[Task to complete]
Return the entries below precisely, omitting nothing.

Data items
--- START ---

Issue #2924, opened 2018-06-01
IMvxNavigationService.Navigate<TViewModel, TParam, TResult> deadlock if the back button is used


Sebastian1989101:
Is there any workaround or something I can do, so that I can still use this function? I don't like the MvxMessenger way which I use currently as an alternative (because it can easily fail due to lacks). 

### Steps to reproduce :scroll:

1. Use NavigationPage Back Button instead of a Close-Call with the result 

### Expected behavior :thinking:
Should just returns a default value 

### Actual behavior :bug:
Causes a deadlock within the MvxAsyncCommand if the NavigationPage back button is used and no return value is passed. 

### Configuration :wrench:

**Version:** 6.0.1

**Platform:** 
- [ ] :iphone: iOS
- [ ] :robot: Android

--- END ---

[Task response]
Issue #2924, opened 2018-06-01
IMvxNavigationService.Navigate<TViewModel, TParam, TResult> deadlock if the back button is used


Sebastian1989101:
Is there any workaround or something I can do, so that I can still use this function? I don't like the MvxMessenger way which I use currently as an alternative (because it can easily fail due to lacks). 

### Steps to reproduce :scroll:

1. Use NavigationPage Back Button instead of a Close-Call with the result 

### Expected behavior :thinking:
Should just returns a default value 

### Actual behavior :bug:
Causes a deadlock within the MvxAsyncCommand if the NavigationPage back button is used and no return value is passed. 

### Configuration :wrench:

**Version:** 6.0.1

**Platform:** 
- [ ] :iphone: iOS
- [ ] :robot: Android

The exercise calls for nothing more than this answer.